__INSTRUCTIONS TO FOLLOW__.
Locate every line below that contains the word "args" and copy it.

__DATASET CONTENT__.

━━━━━━━━━━

PR #115, opened 2018-06-05
Only ping interfaces configured for peer discovery

jkilpatr:
It's wasteful to ping all interfaces and then remove entries we don't
need.


jkilpatr:
so these tests pass on my machine but not in CI, interesting.

jkilpatr:
ah found it, was looking at the test command wrong.

jkilpatr:
don't really understand how these tests are laid out. I'll pair with you @kingoflolz

PR #117, opened 2018-06-06
Add backwards-compat to integration tests

drozdziak1:
This commit enables us and CI to perform our integration tests between
two arbitrary althea_rs releases. By default it compares
althea-mesh/althea_rs' master and release branches.

Note: the tests might go nuts if the way we read data in the tests off
Rita changes - i.e. a situation where two releases which work perfectly
in production and don't pass integration tests is possible.

.gitignore:
* Start ignoring temporary release repo directories

.travis.yml:
* Start testing against the random, old_exit and new_exit compat test
layouts

rita.py:
* Add a mapping between nodes and assigned releases; use each release's
binaries accordingly
* Display release information in printouts
* Make some of the global variables full caps

rita.sh:
* Remove redundant functions
* Automatically decide whether to pull and build Babel
* If COMPAT_LAYOUT is chosen pull and build the specified releases or
use the defaults; if not, fall back to previous behavior


jkilpatr:
impressive, now we can make sure it works, then make sure it fails by comparing to a very old version. 

@drozdziak1 could you add a doc that goes over what the integration tests cover somewhere? I'm not sure where we would want to put it.

PR #121, opened 2018-06-09
Only ping interfaces configured for peer discovery

kingoflolz:
It's wasteful to ping all interfaces and then remove entries we don't
need.

supersedes #115

### DIFF
--- a/rita/src/rita_common/tunnel_manager/mod.rs
+++ b/rita/src/rita_common/tunnel_manager/mod.rs
@@ -251,7 +251,8 @@ impl TunnelManager {
     /// This gets the list of link-local neighbors, and then contacts them to get their
     /// Identity using `neighbor_inquiry` as well as their wireguard tunnel name
     pub fn get_neighbors(&mut self) -> ResponseFuture<Vec<(LocalIdentity, String, IpAddr)>, Error> {
-        KI.trigger_neighbor_disc().unwrap();
+        KI.trigger_neighbor_disc(&SETTING.get_network().peer_interfaces)
+            .unwrap();
         let neighs: Vec<
             Box<Future<Item = Option<(LocalIdentity, String, IpAddr)>, Error = ()>>,
         > = KI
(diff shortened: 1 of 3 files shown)


rita/src/rita_common/tunnel_manager/mod.rs
```diff
@@ -268,11 +269,6 @@ impl TunnelManager {
             })
             .filter_map(|(ip_address, dev)| {
                 info!("neighbor at interface {:?}, ip {}", dev, ip_address,);
-                if let Some(dev) = dev.clone() {
```
kingoflolz: @jkilpatr any reason you removed this?

jkilpatr: this is where we filter out entries we don't need right?

kingoflolz: yeah, but why was it removed? so now we are only triggereing neighbor disc on listen interfaces but we connect on all interfaces

jkilpatr: I'll need to look at this more carefully. Do you think it's causing the connection loss problem?

rita/src/rita_common/tunnel_manager/mod.rs
```diff
@@ -853,213 +857,91 @@ mod tests {
...
+                            })
+                        }
+                        _ => {
+                            panic!("ip link called too many times")
+                        }
+                    }
                 }
-                _ => panic!("command called too many times"),
+                (program, args) => (
+                    panic!("unimplemented program! {} {:?}", program, args)
```
drozdziak1: I'd change the `!` to `:`, it's a bit more clear that way

jkilpatr:
@drozdziak1 this actually breaks networking! So lets not merge it until we figure that out.

jkilpatr:
or maybe it's fixed now?

PR #122, opened 2018-06-09
fix exit geoip

kingoflolz:
fix exit geoip by stopping rita from crashing when it strays off the happy path (request did not succeed) and return more descriptive errors to the client


jkilpatr:
please fill out a description and --amend your commit with a description.

PR #126, opened 2018-06-12
switch althea types to reexporting parity/primitives

kingoflolz:
serialization format remains the same, should not be a breaking change


rita/src/rita_exit/db_client/mod.rs
```diff
@@ -89,6 +89,7 @@ fn get_country(ip: &IpAddr) -> Result<String, Error> {
 }
 
 #[test]
+#[ignore]
```
jkilpatr: is this sneaking in from another change?

rita/src/rita_common/payment_controller/mod.rs
```diff
@@ -312,15 +312,15 @@ mod tests {
...
             .create();
 
         // mock bounty hunter
         let __m = mock("POST", "/update")
             .with_status(200)
             .with_body("bounty OK")
             .match_body("{\"from\":{\"mesh_ip\":\"1:1:1:1:1:1:1:1\",\
-            \"eth_address\":\"0x0101010101010101010101010101010101010101\",\"wg_public_key\":\"AAAAAAAAAAAAAAAAAAAA\"},\"balance\":\"-1\",\"tx\":{\"to\":{\"mesh_ip\":\"1:1:1:1:1:1:1:1\",\"eth_address\":\"0x0101010101010101010101010101010101010101\",\"wg_public_key\":\"AAAAAAAAAAAAAAAAAAAA\"},\"from\":{\"mesh_ip\":\"1:1:1:1:1:1:1:1\",\"eth_address\":\"0x0101010101010101010101010101010101010101\",\"wg_public_key\":\"AAAAAAAAAAAAAAAAAAAA\"},\"amount\":\"0x1\"}}")
+            \"eth_address\":\"0x0000000000000000000000000000000000000001\",\"wg_public_key\":\"AAAAAAAAAAAAAAAAAAAA\"},\"balance\":\"-1\",\"tx\":{\"to\":{\"mesh_ip\":\"1:1:1:1:1:1:1:1\",\"eth_address\":\"0x0000000000000000000000000000000000000001\",\"wg_public_key\":\"AAAAAAAAAAAAAAAAAAAA\"},\"from\":{\"mesh_ip\":\"1:1:1:1:1:1:1:1\",\"eth_address\":\"0x0000000000000000000000000000000000000001\",\"wg_public_key\":\"AAAAAAAAAAAAAAAAAAAA\"},\"amount\":\"0x1\"}}")
```
jkilpatr: why are we changing all of these?

kingoflolz: its easier to initialize to a low constant value as you can just do like 1.into(), instead of our previous array initialization approach

rita/src/rita_exit/db_client/mod.rs
kingoflolz: I was playing with the tests and this broke on me because my internet was a bit flaky, which made me realize that we shouldn't run this by default

kingoflolz:
Confirmed not to break backwards compat with master

kingoflolz:
seems to somehow break backwards compat, investigating

jkilpatr:
@kingoflolz has this been resolved?

settings/src/lib.rs
```diff
@@ -637,10 +639,12 @@ impl FileWrite for RitaSettingsStruct {
     fn write(&self, file_name: &str) -> Result<(), Error> {
         let ser = toml::Value::try_from(self.clone())?;
         let ser = toml::to_string(&ser)?;
-        let mut file = File::create(file_name)?;
-        file.write_all(ser.as_bytes())?;
-        file.flush().unwrap();
-
+        {
+            let mut file = File::create(file_name)?;
```
jkilpatr: what do the brackets achieve here?

settings/src/lib.rs
```diff
@@ -672,9 +678,13 @@ impl FileWrite for RitaExitSettingsStruct {
     fn write(&self, file_name: &str) -> Result<(), Error> {
         let ser = toml::Value::try_from(self.clone())?;
         let ser = toml::to_string(&ser)?;
-        let mut file = File::create(file_name)?;
-        file.write_all(ser.as_bytes())?;
-        file.flush().unwrap();
+        {
```
jkilpatr: is there an easy way to combine these duplicate functions?

settings/src/lib.rs
kingoflolz: the brackets make sure we close the file handle because it goes out of scope, before we do the sync command

PR #131, opened 2018-06-19
Correct default exit ip range

jkilpatr:
So the 172 range is 16 not 168 for the private section. We're lucky
this doesn't seem to break many sites because the block is assigned
to AOL and presumably used for Dialup users.

This also expands the assignment range to the maximum allowed, which
is more than a million people on a single exit server, not somthing
I ever expect to see.

### DIFF
--- a/settings/src/lib.rs
+++ b/settings/src/lib.rs
@@ -291,9 +291,9 @@ impl Default for ExitNetworkSettings {
             exit_hello_port: 4875,
             wg_tunnel_port: 59999,
             exit_price: 10,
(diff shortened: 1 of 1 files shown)


jkilpatr:
@kingoflolz for this I think we'll need a 'reset' sign up state than the exit can send such that people have to be assigned new details. Otherwise switching the ip range is impossible.

kingoflolz:
if we are ok with making users sign up again when the server changes stuff around significantly, we can just drop the users table and make everyone sign up again

PR #132, opened 2018-06-20
B side of Alpha 4 changes

jkilpatr:
This removes things slated to be removed in this release.

### DIFF
--- a/rita/src/rita_common/network_endpoints/mod.rs
+++ b/rita/src/rita_common/network_endpoints/mod.rs
@@ -8,8 +8,6 @@ use futures::Future;
 use settings::RitaCommonSettings;
 use SETTING;
 
-use serde_json;
-
 use rita_common;
 use rita_common::payment_controller::PaymentController;
 use rita_common::tunnel_manager::{GetWgInterface, OpenTunnelListener, TunnelManager};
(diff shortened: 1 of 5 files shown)


rita/src/rita_common/network_endpoints/mod.rs
```diff
@@ -53,25 +53,20 @@ pub fn hello_response(
     their_id: Json<serde_json::Value>,
```
kingoflolz: we can change this to Json<Identity>

rita/src/rita_common/network_endpoints/mod.rs
```diff
@@ -53,25 +53,20 @@ pub fn hello_response(
...
-    let new_id: Result<Identity, serde_json::Error> = serde_json::from_value(their_id.clone());
-    let old_id: Result<LocalIdentity, serde_json::Error> = serde_json::from_value(their_id.clone());
+    let id: Result<Identity, serde_json::Error> = serde_json::from_value(their_id.clone());
 
-    match new_id {
+    match id {
         Ok(new_id) => {
             info!("sending to new hello handler");
-            hello_response_new(new_id, req)
+            hello_response_handler(new_id, req)
```
kingoflolz: maybe we should inline this?

kingoflolz:
I think there is one thing I forgot to comment, try searching for `get_future()`, we need to make the future behavior the normal behavior

rita/src/rita_common/network_endpoints/mod.rs
jkilpatr: should we just remove hello_response in general and do the deserialization in the calling function?

jkilpatr:
not seeing anything else with get future.

jkilpatr:
backwards compat changes tested manually works well.

PR #133, opened 2018-06-20
Add exits endpoint for liveness

jkilpatr:
The new exit's endpoint is somewhat redundant compared to the settings endpoint
but provides liveness info like the reachability and tunnel state.


jkilpatr:
still needs testing

jkilpatr:
yes we do, I neglected that

PR #134, opened 2018-06-25
Exit signup refactor

kingoflolz:
lets see if travis gets it right this time


jkilpatr:
what's up with the tests here?

rita/src/rita_exit/db_client/mod.rs
```diff
@@ -110,121 +108,243 @@ fn verify_identity(details: &ExitRegistrationDetails, request_ip: &IpAddr) -> Re
...
+        zip: client
+            .reg_details
+            .zip_code
+            .clone()
+            .unwrap_or("".to_string()),
+        country,
+    }
+}
+
+fn email_ver_done(_mesh_ip: &IpAddr, _conn: &SqliteConnection) -> Result<bool, Error> {
```
jkilpatr: does this need to be finished, also where is sending the email itself?

jkilpatr: ok so we still need integration with fastmail / some mail service

kingoflolz: yeah, planning to do that in a new PR as it is pretty self contained (and this one is big enough as is)

PR #143, opened 2018-07-04
email verification

kingoflolz:


althea_types/src/interop.rs
```diff
@@ -50,6 +53,8 @@ pub enum ExitState {
     Pending {
         general_details: ExitDetails,
         message: String,
+        #[serde(default)]
```
jkilpatr: so we have the dashboard post this in?

rita/src/rita_client/exit_manager/mod.rs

━━━━━━━━━━

__RESPONSE TO THIS EXERCISE__.
+                (program, args) => (
+                    panic!("unimplemented program! {} {:?}", program, args)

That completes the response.